Semmelweis had trouble accepting this and started writing letters to some reputable European obstetricians, calling them irresponsible murderers. The indifference of his colleagues towards the number of death occurring enraged him. He succumbed to depression with occasional attacks of rage. Everyone, including his wife, believed he was sick. In 1865, he was tricked by his alleged friend Hebra, who falsely lured him to visit one of his “new institutes”. Instead, they committed him to an asylum in Vienna. He died there two weeks later after getting beaten by the guards. The official cause of death the autopsy offered was blood poisoning.
(The book in which Semmelweis presented his discovery that...)
1861
Religion
Semmelweis' elementary school was a Catholi Gymnasium im today's Budapest.
Politics
Semmelweis took part in the liberal revolution that broke out throughout Europe in 1848. After the conservatives stopped the revolution and defeated the liberals, Semmelweis experienced many problems, including issues with spreading his idea of new system of prophylaxis and getting fired from the Vienna General Hospital.
Views
Although Semmelweis wanted to be in the world of internal medicine, after getting turned down, he turned to the obstetrics. He was a devoted worker and was ahead of his time in the means that he was looking for ways to improve and perfect the medicine in general. He wasn't burdened by conservative ways of society in the Austrian Empire in the 19th century.
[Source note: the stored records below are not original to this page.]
PR #957, opened 2025-05-21
Fix issue where array params are sometimes omitted when array_use_braces is true

### LINKED ISSUE #952: Bug report: omitted array parameters with `array_use_braces: true`
When `array_use_braces` is set to `true`, array parameters are omitted when they are body parameters but don't explicitly specify `documentation: { param_type: "body" }`.

Example:
```ruby
# with add_swagger_documentation(array_use_braces: true)

params do
  requires :param1, type: Array[String]
  requires :param2, type: Array[Integer], documentation: { param_type: "body" }
end
post :foo do
  { declared_params: declared(params)
end
```

The spec will look like:
```json
"postFoo": {
  "required": ["param2"],
  "type": "object",
  "properties": {
    "param2": {
      "type": "array",
      "items": { "type": "integer", "format": "int32" }
    }
  }
}
```

It is particularly annoying if one wants to share some params between GET and POST/PUT/PATCH endpoints and rely on the implicit behavior to have the params be query params or body params as appropriate.

olivier-thatch:
Fixes #952.

The fix consists of removing the `[]` suffix at the end of a parameter's name if the parameter is an array and it's a body param.

This fix is very hacky: ideally, `[]` shouldn't be added in the first place. But I don't think that can be achieved without significantly refactoring the code.

@dblock @numbata Curious if you have any thoughts on this approach.

### DIFF
--- a/lib/grape-swagger/doc_methods/parse_params.rb
+++ b/lib/grape-swagger/doc_methods/parse_params.rb
@@ -17,6 +17,7 @@ module GrapeSwagger
             in: param_type(value_type, consumes),
             name: settings[:full_name] || param
           }
+          fix_name_of_body_array_param(value_type)
 
           # optional properties
           document_description(settings)
@@ -34,6 +35,12 @@ module GrapeSwagger
         end
 
         private
+
+        def fix_name_of_body_array_param(value_type)
+          return unless @parsed_param[:in] == 'body' && value_type[:is_array]
+
+          @parsed_param[:name] = @parsed_param[:name].delete_suffix('[]')
+        end
 
         def document_description(settings)
           description = settings[:desc] || settings[:description]
--- a/spec/swagger_v2/params_array_spec.rb
+++ b/spec/swagger_v2/params_array_spec.rb
@@ -95,6 +95,27 @@ describe 'Group Params as Array' do
             { 'declared_params' => declared(params) }
           end
 
+          helpers do
+            params :common_params do
+              requires :array_of_string, type: Array[String]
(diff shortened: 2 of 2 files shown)


dblock:
CI was fixed in https://github.com/ruby-grape/grape-swagger/pull/958, rebase please?

numbata:
Hi @olivier-thatch, a quick fix for this PR could be:

```diff
diff --git a/lib/grape-swagger/doc_methods/move_params.rb b/lib/grape-swagger/doc_methods/move_params.rb
index c8417ce..12c6477 100644
--- a/lib/grape-swagger/doc_methods/move_params.rb
+++ b/lib/grape-swagger/doc_methods/move_params.rb
@@ -136,7 +136,7 @@ module GrapeSwagger
           return if value.blank?
 
           definition[:required] ||= []
-          definition[:required].push(*value)
+          definition[:required].push(*value).uniq!
         end
 
         def build_body_parameter(name, options)
```

I considered using a `Set.new` for `definition[:required]` to enforce uniqueness, but that would change the interface (as example, `Set` doesn’t support `.push`) and could introduce side effects for other `grape-swagger-*` gems.

numbata:
I looked more closely at the PR and noticed we have incorrect behavior for nested arrays. The type `Array[Array[String]]` collapses into `String`, so `document_array_param` only ever sees one dimension. As a result, a declaration like
`requires :matrix, type: Array[Array[String]]`
produces `{ type: 'array', items: { type: 'string' } }`, which loses the inner array.

We need to either fix this to properly support multi-dimensional arrays or clearly document that they aren’t supported.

When he realized that his hand disinfection standards were working, he fought strongly for them. He even believed to be the 'savior of mothers'. However, he didn't manage to pass the brilliant discoveries he made due to several factors. There were some misunderstandings of Viennese and foreign physicians which could lead to an inadequate assessment of a particular procedure. Political feuds didn't help Semmelweis, especially when the liberals who he showed affection for were defeated in 1848 and his abrupt leaving of Vienna, which was the arena he fought for his cause, further damaged his chances of being acknowledged. He was accepted in Hungary who was at the time scientifically backward country with a far less reputable university, which was not enough to help him promulgate his ideas. He additionally hampered himself with his enraged letters to respected obstetricians and his violent behavior.
Quotations:
"When I look back upon the past, I can only dispel the sadness which falls upon me by gazing into that happy future when the infection will be banished . . . The conviction that such a time must inevitably sooner or later arrive will cheer my dying hour."
Personality
Semmelweis was diligent and had a great love for medicine. He pursued his career in this field despite his father wanted him to become a military advocate. He was strict but fair to the students he taught. When he forced them to implement his new hand disinfection standards, he did so with a good reason - to save lives. After getting criticized and his idea getting repeatedly rejected by the conservative colleagues and public, he succumbed to mental problems, which manifested with occasional episodes of rage, leading in the end to him being placed in an asylum.
Interests
Writing
Philosophers & Thinkers
Carl Menger
Politicians
Count Kolowrat, Count Ficquelmont
Writers
Johann Wolfgang von Goethe
Artists
Joseph Matthäus Aigner
Connections
Semmelweis married Maria Weidenhoffer in 1857. She was a daughter of a Pest merchant and 19 years younger than Semmelweis. Together they had five children, among which only one daughter who will have children of her own.